I was going to remind Louie that his mother, (though I had never met her) was probably about 25 years old but I thought he must mean poor, like "poor in spirit", like in the Bible. But Louie's tears were flowing like Niagara, tons of water falling with great power, eroding the rocks below. Louie may have been evolving on this day, but the rock that had been in my chest was definitely eroding. I think I fought back a tear ...

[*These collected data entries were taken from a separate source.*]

PR #2613, opened 2026-07-27
fix(macros): stop marking existing macros as deleted in the settings

Hannott:
## Description

This PR fixes two bugs in the macros settings, plus a TypeError in `printer/getMacros`.

### 1. The search field labels group macros as deleted

`allMacros` in `SettingsMacrosTabExpert` returned the search-filtered macro list, and `existsMacro()` and `getMacroDescription()` used that same list to decide whether a macro still exists in the printer config.

Type anything into the Available Macros search box, and every macro in the edited group that does not match the search picks up the `Deleted macro` subtitle. Its color and visibility buttons vanish too, since `v-if="existsMacro(macro.name)"` turns false. The macros themselves are intact. The lookup was wrong.

Fix: `allMacros` now returns the unfiltered list. A new `filteredMacros` getter applies the search, and only `availableMacros` reads it.

### 2. Clearing the search field breaks both tabs

Both tabs pass `clearable` to their `v-text-field`. Vuetify resets the model to `null` when you click the clear icon, `searchMacros.toLowerCase()` throws, the computed fails, and the macro list stops rendering until you navigate away.

Fix: both tabs type `searchMacros` as `string | null` and coerce it before lowercasing.

### 3. TypeError in printer/getMacros when configfile is missing

`getMacros` defaulted `settings` to `null` when `state.configfile?.settings` was absent, then indexed it on the next line, so any state carrying `gcode_macro` objects without a populated configfile throws `Cannot read properties of null`. It now defaults to `{}`, the same shape as the fix in #2580 on this file.

I left the second `?? null` in `existsZtilt` alone. The `if (settings)` check right below it depends on the null.

No existing issue. I searched open and closed issues for `macro` and `deleted macro` and found nothing that matches.

I have no Moonraker instance to serve a build against, so I cannot supply before and after screenshots. Happy to add them if a maintainer wants them before merge.

Issue 1 reproduces in a few seconds:

1. Settings > Macros, set Management to Expert
2. Create a group and add two or more macros to it
3. Type part of one macro name into the Available Macros search box
4. On develop, every group macro that does not match shows `Deleted macro` and loses its color and visibility buttons. On this branch the group list stays put.

Unit tests cover all three fixes. Every regression test in them fails against develop and passes here:

- `tests/store/printer/getMacros.spec.ts` (8 tests)
- `tests/components/settings/settingsMacrosTabExpert.spec.ts` (10 tests)
- `tests/components/settings/settingsMacrosTabSimple.spec.ts` (7 tests)

`npx vitest run` reports 47 passing across 6 files. `npx vite build` and `eslint src` come back clean.

None.

### DIFF
--- a/src/components/settings/SettingsMacrosTabExpert.vue
+++ b/src/components/settings/SettingsMacrosTabExpert.vue
@@ -353,7 +353,7 @@ export default class SettingsMacrosTabExpert extends Mixins(BaseMixin, ThemeMixi
 
     private boolFormEdit = false
     private editGroupId: string | null = ''
-    private searchMacros: string = ''
+    private searchMacros: string | null = ''
 
     get groupColors() {
         return [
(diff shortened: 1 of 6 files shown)


meteyou:
Pls create 1 PR per issue/bug... I know its easy with a AI to fix all bugs at ones, but its worse to review.

Hannott:
Sure, will do!

PR #2618, opened 2026-07-31
fix(macros): keep the macro settings usable after clearing the search

Hannott:
## Description

Both macro settings tabs have `clearable` on the search field, and Vuetify sets the model to `null` when you hit the ✕. `searchMacros.toLowerCase()` then throws, the computed list dies, and the macro list stays empty until you close and reopen the settings.

Fix: type `searchMacros` as `string | null` in both tabs and fall back to `''` before lowercasing. Added `?? false` on the description half of the filter so it stays a boolean.

Repro on develop:

1. Settings > Macros (either mode)
2. Type something in the search box
3. Click the ✕
4. List is gone, console says `Cannot read properties of null (reading 'toLowerCase')`

Added tests for both tabs. The two null-search ones fail on develop.

No issue. Split out of #2613. Independent of #2617. The third one (`Deleted macro` label showing while searching) touches the same getter in the expert tab, so I'll open it on top of this branch.

No Moonraker instance here, so no before/after. Nothing visual changes anyway — it just stops the exception that emptied the list. Repro steps above.

No.

### DIFF
--- a/src/components/settings/SettingsMacrosTabExpert.vue
+++ b/src/components/settings/SettingsMacrosTabExpert.vue
@@ -353,7 +353,7 @@ export default class SettingsMacrosTabExpert extends Mixins(BaseMixin, ThemeMixi
 
     private boolFormEdit = false
     private editGroupId: string | null = ''
-    private searchMacros: string = ''
+    private searchMacros: string | null = ''
 
     get groupColors() {
         return [
@@ -398,11 +398,13 @@ export default class SettingsMacrosTabExpert extends Mixins(BaseMixin, ThemeMixi
     }
 
     get allMacros() {
+        const search = (this.searchMacros ?? '').toLowerCase()
         const macros = this.$store.getters['printer/getMacros'] ?? []
+
         return macros.filter((macro: PrinterStateMacro) => {
             return (
-                macro.name.toLowerCase().includes(this.searchMacros.toLowerCase()) ||
-                macro.description?.toLowerCase().includes(this.searchMacros.toLowerCase())
+                macro.name.toLowerCase().includes(search) ||
+                (macro.description?.toLowerCase().includes(search) ?? false)
             )
         })
     }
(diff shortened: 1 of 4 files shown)


src/components/settings/SettingsMacrosTabExpert.vue
```diff
@@ -398,11 +398,13 @@ export default class SettingsMacrosTabExpert extends Mixins(BaseMixin, ThemeMixi
...
     get allMacros() {
+        const search = (this.searchMacros ?? '').toLowerCase()
         const macros = this.$store.getters['printer/getMacros'] ?? []
+
         return macros.filter((macro: PrinterStateMacro) => {
             return (
-                macro.name.toLowerCase().includes(this.searchMacros.toLowerCase()) ||
-                macro.description?.toLowerCase().includes(this.searchMacros.toLowerCase())
+                macro.name.toLowerCase().includes(search) ||
+                (macro.description?.toLowerCase().includes(search) ?? false)
```
meteyou, line 407: why did you add here `?? false`?

src/components/settings/SettingsMacrosTabExpert.vue
```diff
@@ -353,7 +353,7 @@ export default class SettingsMacrosTabExpert extends Mixins(BaseMixin, ThemeMixi
 
     private boolFormEdit = false
     private editGroupId: string | null = ''
-    private searchMacros: string = ''
+    private searchMacros: string | null = ''
```
meteyou, line 356: Why did we need here `| null`? also the empty search field should be a string, or I'm wrong here?

meteyou:
Pls remove the tests. No settings page have tests right now. Also there are more store tests instead of setting tests in it.

src/components/settings/SettingsMacrosTabExpert.vue
Hannott: Just to make it boolean instead of boolean | undefined. Not important other than correctness imo.

src/components/settings/SettingsMacrosTabExpert.vue
Hannott: Vuetify's clearable prop resets the v-model to null, not blank. So when the clear icon is clicked, the computed list would crash.

But maybe a better solution is to use a backing field and get/set, so callers won't need to check.

PR #2625, opened 2026-08-01
fix(macros): fix sorting function in macros expert mode

Hannott:
## Description

Dragging a macro more than one line up or down in list in settings, will just switch places with the item in that position. This PR fixes that issue, so an item will be placed where it is dropped. Now you dont have to swap every macro from the bottom up to get the last one on top.

https://github.com/user-attachments/assets/23b99977-ef3c-4afd-9a8e-4569f8ab6b1c

No


meteyou (approved):

meteyou:
Thx! It's funny that nobody reported this major bug until now!

PR #2627, opened 2026-08-04
refactor(store): rework printer/server initalisation

meteyou:
## Description

This PR is just to track the progress in the refactoring of the printer/server store and the init process of it.

none

none

none


Cstm3DBldr:
Not a bug you introduced, but the refactor makes it load-bearing:

`emitAndWait` promises are never settled when the socket closes. `waits` is only cleared by `removeWaitById`, which runs on a response or the optional timeout — `onclose`/`onerror`/`connect()` don't touch it. 41 of the 42 call sites pass no timeout.

On develop that barely matters, 5 call sites. Here it's 42, and `server/init` is a 13-deep await chain, so a Moonraker restart mid-init parks it forever: the await never returns, the catch never fires, and the dialog sits on whatever step it reached. `onOpen` then starts a second chain on reconnect.

Rejecting pending waits in `onclose` would cover it.

meteyou:
Thx for the hint, but I'm not finished this part of code, because I have to finish all child stores first.

When I'm finished this step, I will pay attention on the init process/workflow again.

(Sry if you get this message twice, I had network issues)

PR #233, opened 2015-10-14
ttl is always ms, convert to seconds only when needed

breerly:


breerly:
shit ... need to create a patch branch for 0.16 first...

tchannel/tornado/connection.py
```diff
@@ -215,6 +215,8 @@ def _loop(self):
         self._loop_running = True
         while not self.closed:
             message = yield self._recv()
+            print message
```
breerly: remove

junchaowu:
abandon

PR #235, opened 2015-10-14
remove reset condition from the ``clear`` method in peer group

junchaowu:
remove reset condition from the ``clear`` method in peer group
at the same time to make the method non-coroutine.
Add connection.closed() check before call close.


abhinav:
k

blampe:
sure

PR #236, opened 2015-10-14
fix timeout unit mismatch issue

junchaowu:


tchannel/tchannel.py
```diff
@@ -268,7 +268,7 @@ def advertise(self, routers, name=None, timeout=None):
             other services will use to make contact with you.
 
         :param timeout:
-            The timeout (in seconds) for the initial advertise attempt.
+            The timeout (in sec) for the initial advertise attempt.
```
abhinav: so this one is unchanged?

CHANGES.rst
```diff
@@ -1,6 +1,13 @@
 Changes by Version
 ==================
 
+0.16.7 (unreleased)
+-------------------
+
+- Fixed a bug that the time unit for ttl is unclear. The unit for ttl is set
```
blampe: Not just unclear, timeouts were broken.

tchannel/tchannel.py
blampe: Keep as seconds.

junchaowu: this one is advertise. Advertise timeout by default is 30s.

blampe: Can you confirm it's passing it as 30000?

CHANGES.rst
```diff
@@ -1,6 +1,13 @@
...
+  to millisecond.
```
abhinav: > Fixed a time unit conversion bug that was treating timeouts incorrectly.

PR #237, opened 2015-10-14
fix timeout unit mismatch issue

junchaowu:


CHANGES.rst
```diff
@@ -1,6 +1,13 @@
 Changes by Version
 ==================
 
+0.16.7 (unreleased)
+-------------------
+
+- Fixed a bug that the time unit for ttl is unclear. The unit for ttl is set
+  to millisecond.
```
abhinav: Maybe try

> Fixed a bug that was converting units for timeouts incorrectly.

tchannel/tchannel.py
```diff
@@ -268,7 +268,7 @@ def advertise(self, routers, name=None, timeout=None):
             other services will use to make contact with you.
 
         :param timeout:
-            The timeout (in seconds) for the initial advertise attempt.
+            The timeout (in sec) for the initial advertise attempt.
```
abhinav: why change

tchannel/tornado/message_factory.py
```diff
@@ -97,7 +97,7 @@ def build_raw_request_message(self, request, args, is_completed=False):
         if request.state == StreamState.init:
             message = CallRequestMessage(
                 flags=request.flags,
-                ttl=request.ttl * 1000,
+                ttl=request.ttl,
```
abhinav: can we please use units in the variable names for clarity in the internal APIs?

`ttl_ms` and `ttl_secs` is a lot clearer than `ttl`

junchaowu: right now all of them are ttl_ms. so no need to have these two.

tchannel/tchannel.py
junchaowu: this timeout is not for TTL. it is the advertise timeout. advertise timeout is the advertise behavior not the request.

abhinav:
You need at least one test that uses the top-level API with some timeout in seconds and then verifies that the final `CallRequest` that is sent over the wire has a ttl with the correct timeout in milliseconds. This will prevent this issue from regressing in the future.

tchannel/tornado/message_factory.py
abhinav: No, you misunderstand me. The point is to *always* use unit names in time variables regardless of how many you're mixing together. That way it's clear what kind of value that variable contains/expects. `ttl_ms` and `ttl_secs` were examples. In this case you'd probably have `ttl_ms` everywhere.

tchannel/tchannel.py
abhinav: yeah but why did you change "seconds" to "sec"?

blampe: +1 keep as sec. As mentioned in the other PR also confirm that advertise correctly passes 30000 timeout.

tests/test_tchannel.py
```diff
@@ -296,3 +296,25 @@ def test_listen_duplicate_ports():
...
+    ) as mock_handle:
+        with pytest.raises(TimeoutError):
+            yield tchannel.call(
+                scheme=schemes.RAW,
+                service='server',
+                arg1='endpoint',
+                hostport=server.hostport,
+                timeout=9,
+            )
+        assert mock_handle.call_args[0][1].ttl == 9
```
abhinav: No, you need to check the `ttl` set on the `CallRequestMessage`. That needs to be in milliseconds. Checking on the `Request` object isn't good enough because we could be consistent there while still leaving the `CallRequestMessage` one incorrect -- and that's the one Hyperbahn cares about.

tchannel/tornado/message_factory.py
abhinav: ^Can you address this in a future change?

abhinav:
Okay. @blampe, @breerly?

tchannel/tornado/message_factory.py
junchaowu: yes

breerly:
I think this looks right - please test it by hand then release a patch for both `0.16` and `0.17` releases.

PR #240, opened 2015-10-15
Retry network errors while connecting

### LINKED ISSUE #239: Client should retry all network errors
```
peer = self._choose()
connection = yield peer.connect()
```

I held out though, I didn't buy Louie's bike. Instead I half-traded him mine, convinced by him that I was smart enough to "beat the bike" as he called it. By half-traded, I mean I traded half and gave the other half to get Louie to stop crying. Besides, our community admired sympathetic people but was a town without pity for folks who were foolish, especially in business. That new compassion thing was growing, but it needed to be managed.

It died in me forever, at least in regard to Louie, right after we traded bikes, spit in our palms and shook hands, making it a done deal forever in our world. Louie was smiling through his tears as he straddled my three month old Schwinn with all the bells, horns and whistles. Real bikes in those days were BUILT and could come out completely intact after a head on collision with a Winnebago!

Just then, as the contractual spit on my hand was still wet, an attractive young lady went jogging by and said "Hi" to Louie, reminding him to be home on time for supper... as he was to wash the new car afterwards ...

"Hi Mom, OK ", said Louie. Then he clapped his hand over his mouth, his blue eyes looking at me with terror and dismay. Then he was gone quicker than a politician's promise after election day.

I couldn't catch him using his old bike that day or any other in the weeks that followed.. It was hard to pedal Louie's bike, especially when the brakes work so well. And so suddenly. Thoughtfully, I traced the scar on the wrist I broke the first week I owned Louie's bike ...all these years and I still have never been able to call Louie's bike mine ... Louie never had any such problem with my bike. He went on to build an empire of used car lots all over North America. "Catch a break with Louie" is his national slogan. It has a different meaning to me than the one intended by Louie's well paid advertising agency.

As I thought about that long-ago experience, I realized that it had prepared me for a whole bunch of Louie's in my present position and I brightened up. I was ready for them!